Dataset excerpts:

PR #240, opened 2021-03-03
Improvements on Fargate service

matteofigus:
*Description of changes:*

* Add ECR API to support Fargate Platform 1.4.0 (we currently use `LATEST` which currently points to 1.3.0 and will be resolving 1.4.0 soon)
* Remove custom resource for setting up container insights as now it's possible to declare the setting natively via CloudFormation

I tested the code by setting the platform version to 1.4.0 manually and making sure all worked for unit and acceptance. ~~I then left the platform version unchanged (so pointing to LATEST) as I think that is best for the future - but perhaps we can pin it to 1.4.0? Not sure here.~~ I then decided to pin to 1.4.0 to make migration explicit. We can move back to `LATEST` later on when 1.4.0 is fully rolled out.

*PR Checklist:*

- [x] Changelog updated
- [x] All tests pass
- [x] Pre-commit checks pass
- [x] Debugging code removed


docs/USER_GUIDE.md
```diff
@@ -42,12 +42,15 @@ The Fargate tasks used by this solution to perform deletions must be able to
 access the following AWS services, either via an Internet Gateway or via [VPC
 Endpoints]:
 
-- Amazon S3
-- Amazon DynamoDB
-- Amazon CloudWatch (monitoring and logs)
-- AWS ECR
-- Amazon SQS
-- AWS STS
+- Amazon S3 gateway endpoint (_com.amazonaws.**region**.s3_)
```
HieronymusLex, line 45: the above sentence no longer makes sense with this updated list
> The Fargate tasks used by this solution to perform deletions must be able to
access the following AWS services, either via an Internet Gateway or via [VPC
Endpoints]:

The new list is a list of endpoints rather than services

HieronymusLex (changes requested):
I'm fine with this change but I'm not 100% clear why are splitting the work into 2 steps by pinning to a specific version then later pinning to LATEST? Is this problem that under 1.3.0, this change will not work? So until LATEST resolves to 1.4.0, the solution provided VPC would be unusable? Or something else? For example, what is the advantage of pinning this now vs delaying this change till 1.4.0 becomes latest?

docs/USER_GUIDE.md
matteofigus: You're right - updated, better?

matteofigus:
> I'm fine with this change but I'm not 100% clear why are splitting the work into 2 steps by pinning to a specific version then later pinning to LATEST? Is this problem that under 1.3.0, this change will not work? So until LATEST resolves to 1.4.0, the solution provided VPC would be unusable? Or something else? For example, what is the advantage of pinning this now vs delaying this change till 1.4.0 becomes latest?

So summarising, 1.3.0 works right now but 1.4.0 needs the new VPC endpoint. When LATEST will resolve to 1.4.0 if you won't have this version of the solution, a new deploy will fail just fail.
My initial thinking was to just add the endpoint and point customers to the newest version of the solution. Existing deployments, would probably be fine as LATEST would have resolved 1.3.0 at deploy time and that wouldn't change over time.

Then I tried to think that perhaps there are people that want to test if this works before AWS just changes the resolving mechanism (perhaps in a non-prod environment) - so then I thought that pinning to next just makes that easier. In regards of keeping the version pinned or switching back to `LATEST`, I am not sure, that's why I was suggesting to leave that to the future.

HieronymusLex (approved):
lgtm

→ Your goal:
Only the lines from the beginning of the data above through the line containing "- [x] All tests pass" should be repeated, exactly as they appear.

→ Exercise answer:
PR #240, opened 2021-03-03
Improvements on Fargate service

matteofigus:
*Description of changes:*

* Add ECR API to support Fargate Platform 1.4.0 (we currently use `LATEST` which currently points to 1.3.0 and will be resolving 1.4.0 soon)
* Remove custom resource for setting up container insights as now it's possible to declare the setting natively via CloudFormation

I tested the code by setting the platform version to 1.4.0 manually and making sure all worked for unit and acceptance. ~~I then left the platform version unchanged (so pointing to LATEST) as I think that is best for the future - but perhaps we can pin it to 1.4.0? Not sure here.~~ I then decided to pin to 1.4.0 to make migration explicit. We can move back to `LATEST` later on when 1.4.0 is fully rolled out.

*PR Checklist:*

- [x] Changelog updated
- [x] All tests pass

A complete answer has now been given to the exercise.